== Segment start ==
PR #11720, opened 2026-01-20
internal dev `cache-expert` agent skill

sipsma:
Had some promising but not quite fruitful trials w/ latest LLM coding models (codex 5.2-xhigh + opus 4.5) when it comes to debugging super gnarly engine issues around caching.

Seemed like one bottleneck was that it had to learn (and re-learn after context compaction) the whole codebase every time (which is often necessary for particularly tricky problems). So giving it detailed developer docs that focus it in on the parts that truly matter when debugging cache stuff may save a lot of file read/reasoning tokens.

Another issue was that it needed to be told all the time (or discover on its own) generally how to debug. Not just what commands to run but the techniques (i.e. println debugging of cache keys will get you very far).

Trying to package this all up in a skill. ATM the main utility of skill vs other packaging is just that LLMs have baked in knowledge on progressive disclosure of various skill docs, which is highly important here so we don't spend *all* our tokens just reading these docs.

---

This is still a WIP, it's basically become "the ultimate brain dump". I've been chipping away in the evenings, doing a mix of hand human writing and having LLMs interview me about a topic and then write everything it learned from me and from the code.

There's still a lot left to cover but probably reaching the point of utility. May give it a try on some caching related flakes and see how it does.


dagql/README.md
sipsma, line 1: This doc is quite out of date and seemed to confuse the LLM more than help, so I just rm'd it here. It's largely covered in new docs added to the skill here.

sipsma: cc @vito since you wrote it way back when

PR #11725, opened 2026-01-21
sdk(python): fix annotations with `from __future__ import annotations`

### LINKED ISSUE #11554: 🐞 `DefaultPath` doesn't work in Python

grouville:
Fixes #11554

## Context
When `from __future__ import annotations` (PEP 563) is enabled, `param.annotation` becomes a string instead of an actual type object. This causes all metadata extraction (`DefaultPath`, `Doc`, `Name`, `Ignore`, `Deprecated`) to fail silently: the annotations are simply ignored.

### Fix
The fix uses `get_type_hints(..., include_extras=True)` to resolve string annotations back to actual types while preserving `Annotated` metadata.

### To test

```sh
dagger call python-sdk test-suite run --args="tests/mod/test_future_annotations.py" --args="-v"
```

### DIFF
--- a/sdk/python/src/dagger/mod/_resolver.py
+++ b/sdk/python/src/dagger/mod/_resolver.py
@@ -111,6 +111,15 @@ class Function(Generic[P, R]):
         return get_type_hints(self.wrapped)
 
     @cached_property
+    def type_hints_with_extras(self):
+        """Type hints with Annotated metadata preserved.
+
+        Used for extracting metadata like DefaultPath, Doc, Name, etc.
+        from parameters when `from __future__ import annotations` is used.
+        """
+        return get_type_hints(self.wrapped, include_extras=True)
+
+    @cached_property
     def signature(self):
         return inspect.signature(self.wrapped, follow_wrapped=True)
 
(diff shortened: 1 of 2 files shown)


grouville:
failure seems to be a flake, test passes locally

PR #11726, opened 2026-01-21
core: add MainModule to Env

shykes:
Change how modules are attached to `Env`, to better match how dagger clients load modules.

- `Env.mainModule`: the main module for this environment. This represents the project being worked on.
- Deprecate `Env.withModule`: to merge functions from several modules into the env, use toolchains on the main module instead.

This unblocks simplifying `Check` (by reverting to the simpler "one checkgroup, one root module logic") and clears the way to merging #11685 .

### DIFF
--- a/docs/docs-graphql/schema.graphqls
+++ b/docs/docs-graphql/schema.graphqls
@@ -2480,11 +2480,18 @@ type Env {
   ): Env!
 
   """
+  Sets the main module for this environment (the project being worked on)
+
+  Contextual path arguments will be populated using the environment's workspace.
+  """
+  withMainModule(module: ModuleID!): Env!
+
+  """
   Installs a module into the environment, exposing its functions to the model
 
   Contextual path arguments will be populated using the environment's workspace.
   """
-  withModule(module: ModuleID!): Env!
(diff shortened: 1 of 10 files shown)


shykes:
@eunomie my understanding:

- Currently in main, `currentEnv().checks()` does *not* work as intended when called from a toolchain. This is a known issue that you were planning to fix
- This PR doesn't fix that issue (`currentEnv().checks()` still won't work from a toolchain), but we should still merge it, because it provides plumbing for 1) simplifying checks implementation, 2) unblocking [planned checks improvements](#11685), and 3) harmonizing how `Env` deals with modules
- To fix the unresolved issue, we need a way to access the "main module" from the context of a toolchain. You are looking for solutions, and will either push a fix in this pr, or in a follow-up pr - up to you.


cc @vito @kpenfound for awareness ☝️ 

[Relevant discord thread](https://discord.com/channels/707636530424053791/1463332258453651569)

eunomie:
@shykes yes, that's it 👌 
I'm currently looking at fixing the access from toolchains. If I can have a fix today, I'll push it to the branch and we can merge. And if I can't have a fix today, I suggest we still merge it: it fixes your issues with #11685 and as the toolchain issue is already in main it doesn't make things worse.

PR #11730, opened 2026-01-22
initial draft of agent skill for daggerizing a repo

sipsma:
This is a rough first draft based purely on a single instance where I daggerized a particular repo. I daggerized it via prompting and then asked the LLM to create a skill out of what it learned. Likely useful enough to merge as is and iterate on.

I don't think the opinions it expresses are likely what everyone shares, but I also don't have time to get bogged down in refining details right now since this was just a quick extracurricular thing. If there's preference to not merge I'll just close this for now and continue iterating on it on my own as time permits.


.skills/daggerize/SKILL.md
```diff
@@ -0,0 +1,49 @@
+---
+name: daggerize
+description: Add or improve Dagger automation in a codebase. Use when asked to create Dagger modules or toolchains, wire up dagger.json, or define build/test/run/service commands callable via `dagger call` (including `up --ports` for services). Also use to diagnose Dagger execution errors and adjust containers, caches, or inputs.
```
shykes: I would add language to match requests that don't specifically mention Dagger, but involve solving a problem that Dagger can help solve.

For example: "use when asked to make builds or integration tests more repeatable, more portable across environments, or easier to run locally. Also a good option for accelerating builds with caching, incremental execution. Do not use for native Windows or Mac execution"

Note: this can be a follow-up.

kpenfound:
Looks pretty good! I'm curious how it would discover toolchains that apply to the project. Maybe we need a static list for official ones before we undertake a daggerverse redesign. Here's the markdowns I used for daggerizing before claude renamed this pattern to skills https://github.com/kpenfound/dagger-programmer/tree/main/moduleWorkspace/knowledge

PR #11735, opened 2026-01-23
ci: make test binaries faster to build

sipsma:
We were running all tests with -race, which means that we don't hit earlier go build cache and is generally quite slow to build. It also is not incredibly valuable in that it applies to the client side of integ tests, which isn't the main point of the integ tests.

You could see this in telemetry because there was often a large gap between the start of the withExec for `go test ...` and the actual start of spans for tests.
* Some of them are as much as ~1m30s ([example](https://dagger.cloud/dagger/checks/github.com/dagger/dagger@996e343d1e1967042449d53b6b260170e9a59218?check=testSplit%3AtestContainer&listen=748b71a8d1d3ea2d&showHidden=548e5c4a839f73a4&showHidden=491fa7adcbbca294#7d71c75a53033197)), seems in particular when we hit an engine with fresh cache

This was exacerbated by the fact that we defaulted to running go test against `./...`, which re-built and re-ran a number of test packages that never actually got executed.

This change updates us to only run against `./...` and with `-race` in `testBase`. Every other suite doesn't use `-race` and is package specific.

Also snuck in a fix to break `TestCgroups` (which is archaic) to TestProvision and TestTelemetry as separate checks.


toolchains/test-split/engine-tests.gen.dang
```diff
@@ -1,20 +1,25 @@
 type TestSplit {
-		let testSpecific(run: [String!]!, ebpfProgs: [String!]): Void {
-				engineDev().test(race: true, run: run.join("|"), ebpfProgs: ebpfProgs)
+		let testSpecific(run: [String!]!, ebpfProgs: [String!], pkg: String, race: Boolean): Void {
+				engineDev().test(race: race, run: run.join("|"), ebpfProgs: ebpfProgs, pkg: pkg ?? "./core/integration")
```
vito: nit: You can set default values in args, and make them required on the receiving side which is handy for cases like this:

```suggestion
		let testSpecific(run: [String!]!, ebpfProgs: [String!], pkg: String! = "./core/integration", race: Boolean): Void {
				engineDev().test(race: race, run: run.join("|"), ebpfProgs: ebpfProgs, pkg: pkg)
```

On the calling side, the type for the `pkg` arg is optional (`String`).

toolchains/test-split/engine-tests.gen.dang
```diff
@@ -1,20 +1,25 @@
...
 		}
 
-		let testSkip(skip: [String!]!, ebpfProgs: [String!]): Void {
-				engineDev().test(race: true, skip: skip.join("|"), ebpfProgs: ebpfProgs)
+		let testSkip(skip: [String!]!, ebpfProgs: [String!], pkg: String, race: Boolean): Void {
+				engineDev().test(race: race, skip: skip.join("|"), ebpfProgs: ebpfProgs, pkg: pkg ?? "./core/integration")
```
vito:
```suggestion
		let testSkip(skip: [String!]!, ebpfProgs: [String!], pkg: String! = "./core/integration", race: Boolean): Void {
				engineDev().test(race: race, skip: skip.join("|"), ebpfProgs: ebpfProgs, pkg: pkg)
```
== Segment end ==
**What to do:** If a line in the records above contains the word "graphql", copy it.

**Your response:**
--- a/docs/docs-graphql/schema.graphqls
+++ b/docs/docs-graphql/schema.graphqls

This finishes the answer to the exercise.